Good on you Peter for sticking with it all these years. Your avatar's appropriate; you're definitely the captain of the (admittedly lonely) ship. I wish I could've done more to push the editors forward and stuck around longer as an active member of the steering committee but real life got in the way. Hopefully the stuff I dumped on
https://github.com/chaigler/t2d_editors helped somebody.

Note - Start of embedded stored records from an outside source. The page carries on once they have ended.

PR #1184, opened 2024-09-05
RHCLOUD-35016: Resource to workspace relations from RBAC may be out of date; do not migrate

alechenninger:
## Link(s) to Jira
- RHCLOUD-35016: https://issues.redhat.com/browse/RHCLOUD-35016

Avoid migrating relations that we should not migrate due to race conditions with services that own the resources themselves and Inventory API. See Jira.

## Local Testing

Unit tests

## Checklist

- [ ] Input Validation
- [ ] Output Encoding
- [ ] Session Management
- [ ] Access Control
- [ ] Cryptographic Practices
- [ ] Data Protection
- [ ] Communication Security
- [ ] System Configuration
- [ ] Database Security
- [ ] File Management
- [ ] Memory Management


rbac/rbac/settings.py
```diff
@@ -346,6 +346,15 @@
 
 ROLE_CREATE_ALLOW_LIST = ENVIRONMENT.get_value("ROLE_CREATE_ALLOW_LIST", default="").split(",")
 
+DEFAULT_DUAL_WRITE_APP_DENY_LIST = [
```
coderbydesign, line 349: A naming thing (which I'm fine either way with), but we do have an `exclude_apps` param in the migrator: https://github.com/RedHatInsights/insights-rbac/blob/d8051fd8ff1041f054bacdb657ce135e6b8977cc/rbac/migration_tool/migrate.py#L157C18-L157C30 I wonder does it make sense to name these `DUAL_WRITE_APP_EXCLUDE_LIST` or make them consistent?

rbac/rbac/settings.py
```diff
@@ -346,6 +346,15 @@
...
+    "approval",
+    "cost-management",
+    "playbook-dispatcher",
+]
+DUAL_WRITE_APP_DENY_LIST = ENVIRONMENT.get_value(
```
coderbydesign, line 354: So this will utilize the default list _or_ a list that you define, correct? We do have a pattern already for some other app lists: https://github.com/RedHatInsights/insights-rbac/blob/d8051fd8ff1041f054bacdb657ce135e6b8977cc/deploy/rbac-clowdapp.yml#L733-L734 where instead of hard-coding the default list, we can have a default in the template, parameterized, and then we can set it per environment as well. Thoughts?

Also, is this not being consumed (yet)?

rbac/migration_tool/ingest.py
```diff
@@ -47,7 +53,16 @@ def extract_info_into_v1_role(role: Role):
...
+
+    # With the replicated role bindings algorithm, role bindings are scoped by group, so we need to add groups
+    # TODO: We don't need to care about principals here – see RHCLOUD-35039
+    # Maybe not even groups? See RHCLOUD-34786
+    groups = set()
+    for policy in role.policies.all():
+        principals = [str(principal) for principal in policy.group.principals.values_list("uuid", flat=True)]
+        groups.add(V1group(str(policy.group.uuid), frozenset(principals)))
+
+    return V1role(role_id, frozenset(v1_perms), frozenset(groups))  # we don't get groups from the sheet
```
coderbydesign, line 65: Can we drop this comment now that we've got the groups?

alechenninger: Nice catch

rbac/rbac/settings.py
alechenninger: Love it. Thank you.

rbac/rbac/settings.py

As for the engine, it's been an uphill battle for a long time now. GarageGames failing so soon after the engine was released, Melv departing for Unity, and then Michael Perry abandoning ship shortly after were big blows to the community. The lack of editors, outdated fixed function renderer, etc. didn't help either. It would've been nice if some of the work they did on 3 Step Studio could've been rolled back to T2D, just having some of those editors would've went a long way toward attracting more people to the engine.
I do think there's still a niche T2D can fill, though. I'm not particularly happy with the direction Godot took with 3.0 (the push to GLES3 and the latest-and-greatest rendering came at the cost of performance and compatibility and the engine is worse off in some ways than it was in 2.x). I have to believe there's a place in the world for an opensource, lean-and-clean 2D engine but the amount of competition out there is absurd and attracting users that will actively support the project is insanely difficult.
I would say it might be worth your time discussing things with Jeff and co. There was some talk a while back about leveraging T2D's clean codebase for T3D. Maybe there's an opportunity to leverage something from T3D in return? I've always thought the ideal situation would be a hybrid, Franken-engine pairing T2D's 2D abilities with T3D's more modern renderer but that's an improbable dream at this point.